Hey Ted from LA, how is Randal original? He makes insipid comments on how women dress and is wholly unreflective in every comment made. He thinks Kevin Federline deserves father of the year and not, say, some unknown guy who lost his wife but worked two jobs, serve in the military, and managed to decently raise his children to be good human beings, poor but rich in spirit.
R notices ladie's clothing ensembes and accessories and dutifully critiques them. You say this is original?
Ted you have defended her or whatever before.
One question Ted from LA. Are you too homosexual? If you are that's cool. I just don't think you actually are. I got nothing against Randal and am only busting her balls (except the K-Fed thing which was assinine and he should really shut up about everything other than women's fashion).

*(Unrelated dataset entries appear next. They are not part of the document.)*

PR #207, opened 2019-08-16
Make output index tiling in bilinear interpolation work with dask

pnuu:
This PR makes output index tiling in bilinear interpolation more dask friendly. And actually work.

The existing version doesn't work with dask arrays. The `np.tile()` call requires an integer, when plain Numpy arrays can be tiled with a tuple argument.

Also includes a ton of flake8 fixes forced by pre-commit.

 - [x] Tests passed 


pyresample/bilinear/xarr.py
```diff
@@ -28,7 +30,8 @@ def __init__(self,
                  nprocs=1,
                  segments=None):
         """
-        Parameters
+        Parameters.
+
```
djhoese: Extra blank line here after Parameters.

pyresample/bilinear/xarr.py
```diff
@@ -357,18 +360,21 @@ def _mask_coordinates_dask(lons, lats):
...
-
     # Find four closest pixels around the target location
 
     # FIXME: how to daskify?
     # Tile output coordinates to same shape as neighbour info
     # Replacing with da.transpose and da.tile doesn't work
-    out_x_tile = np.transpose(np.tile(out_x, (neighbours, 1)))
-    out_y_tile = np.transpose(np.tile(out_y, (neighbours, 1)))
+    out_x_tile = np.reshape(np.tile(out_x, neighbours),
+                            (neighbours, out_x.size)).T
```
djhoese: Have you checked the dask source to see if this is intentionally not implemented (meaning, non-trivial)? Or did someone just not implement it yet and you could?

pyresample/bilinear/xarr.py
pnuu: Yes, that's what pre-commit and flake8 wanted. Wouldn't let me commit without it. The first line (the shoet description of the function/method) should end in a full stop, followed by an empty line.

pyresample/bilinear/xarr.py
pnuu: No, didn't have time, just made it to work :grin:

pyresample/bilinear/xarr.py
djhoese: Oh it's because you don't have a description of the method. It should be:

```
"""Initialize resampler.

Parameters
-----------

```

What you have now is "Parameters." is the "subject line" of the method.

pnuu: Yeah. Had to do a quick modification to quite many places so could push the real changes before the day ended. I'll update that and check also the other bits on monday.

pyresample/bilinear/xarr.py
pnuu: The source doesn't mention if this omission is by design or just a missing feature (https://github.com/dask/dask/blob/master/dask/array/creation.py#L802), but there's an issue from 2017 about this feature with new comments from June this year with a suggested solution: https://github.com/dask/dask/issues/2447

djhoese: We probably mentioned this on slack, but do you remember what the error was or what was wrong when using the dask version?

pnuu: Dask raises a `NotImplementedError` when trying to `tile` with a `tuple`. The call to `np.tile()` calls the dask version in the background for dask arrays and causes the error to be raised.

pnuu:
Indeed. All the bilinear resampler tests seem to be for non-xarray/dask version. Blargh.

Ta ta sweety (skips away daintily, leaking ass fluids profusely on the sidewalk where later some hurried gentlemen slips and cracks his skull. There he lay and decayed while the ants worked their way into his head and slowly but determinedly carried away the whole brain into a nest which was located in a local chinese restaraunt, but hey, that's karma).

Ok, this proves it, there is no doubt about it. Crocs are never a good thing, I don't care how fucking comfortable they are. Just don't do it.

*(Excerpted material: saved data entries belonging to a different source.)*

PR #226, opened 2019-11-13
Fix inconsistent radius

loerum:
When spherical.SphPolygon is returning an instance of a SphPolygon (f.x in _bool_oper) it should pass the radius of it self. So area computations are consistent.


loerum:
Hi David, I have added a test to test/test_spherical.py

PR #227, opened 2019-11-16
Fix EWA resampling hanging when geolocation had a lot of NaNs

djhoese:
This was originally discovered by @spruceboy with the CSPP Polar2Grid project. I'm porting my fix for that implementation of EWA here. The P2G PR is https://github.com/ssec/polar2grid/pull/238.

For some reason the data files are being produced with the first 8 or so rows of geolocation (longitude and latitude) being all missing. In Polar2Grid these missing values are represented as NaNs. The calculations performed in fornav with the geolocation (actually the columns and rows from the ll2cr step) end up with a lot of the algorithm parameters being NaN. This causes EWA to either not fall in to or fall in to if satements that normally wouldn't be done causing processing to take an extremely long time (~1-5 rows per second compared to 100s or 1000s of rows per second).

This PR tries to address this by resetting the NaN parameters to the maximum distance parameter to limit how many pixels are processed when geolocation is NaN.

 - [x] Tests added 
 - [x] Tests passed 


djhoese:
This PR can wait to be merged unless we want to rush a release out. There is a new issue popping up in Polar2Grid that could still be related to these NaN values so more adjustments could be made here or in the future.

PR #106, opened 2017-06-23
Add NTP servers to KVM provider

rossf7:
For use in kubernetesd configmap


rossf7:
@xh3b4sd Import problem was due to VS Code and me missing it :( Going to go back to Vim until the Go extension is more stable.

rossf7:
Done :)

Anyone for pancakes? LOL - get it?! hahaha

Just go to TMZ and you can see her pasty ass there. What's the big deal? it's just a butt crack.

So THAT'S the fanny sitting in those Cadillacs on the TV ads.

i thought crocs were just for fat people who couldn't muster up the effort to bend over & tie their shoes. interesting..

Helloooo Dr. Addison Montgomery!

I'd like to smell her toes and feet after she takes those crocs off. Yum!

clearly is a photoshop work, notice that only the skirt had yellow dot in the butt area and the other are black, what a shitty fake work.

do none of you know anything about thongs? it goes into your ass crack- so you cant see it from a picture like this.

This we call a butt?
Did you discover kim kardashian's BUTT already?
Thatone we name: ASS!!
And I totally adore this woman!!

Am I the only one who thinks she look to be a bit on the pregnant side? *shrug*

Jerkin' now!

pssh, whatever. she's still hot.

Readers and "The Writer"...ever heard of thongs?